Is there a company you would recommend, size of cards, speed of the cards. I'm thinking 32 GB Sandisk or Lexar. I know Amazon has the 32GB sandisk extreme for about $35.

Thanks
Wil


----------



## Y2KGT (Jul 20, 2009)

Hey Wil,

Congrats on the new camera, very nice choice you made.

I have the D7000 and I picked up 2 of the Lexar Professional from Staples when they were on sale for 39.99 each. Never had any problem with them and they include a program to undelete files which might come in handy if you accidentally delete your pictures.

http://www.staples.ca/en/Lexar-Prof...S-I-Card-Class-10/product_178692_2-CA_1_20001
--
Paul


----------



## Tbird (Oct 5, 2009)

Thanks Paul!

I've just started playing around with it. So far so good. She had actually gotten me the D7000 form costco with the 2 lenses but decided to get the D7100 from Bestbuy. They had a sale so was only about $250 more with the 18-140 lenses. I had the 2 lenses from the other kit for my D60 so I figured it wasn't a lot more money for a more versatile lens and I still had the other lens I could use.
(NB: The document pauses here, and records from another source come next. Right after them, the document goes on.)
PR #562, opened 2021-07-26
Reject invalid attributes

### LINKED ISSUE #560: Return error when contract returns invalid events
Currently these cases are silently ignored.

* Event type < 2 characters long
* Attribute key or value empty ( == "")
* Attribute key starts with _

See https://github.com/CosmWasm/wasmd/pull/559#pullrequestreview-712822088

ethanfrey:
Closes #560

Return error on invalid events/attributes returned from contracts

Thanks for the info on the memory cards. I'll keep an eye out for a sale like that. I haven't seen anything that cheap lately. The Lexar 400X is still more then what you paid. LOL My photographer buddy said for what I will be doing, the San disk extremes should be more then enough. He said the high end cards like you got were more beneficial in the 9 - 11 fps camera's. But if I find a deal like you got, I'll definitely go for those for the $5 / card more.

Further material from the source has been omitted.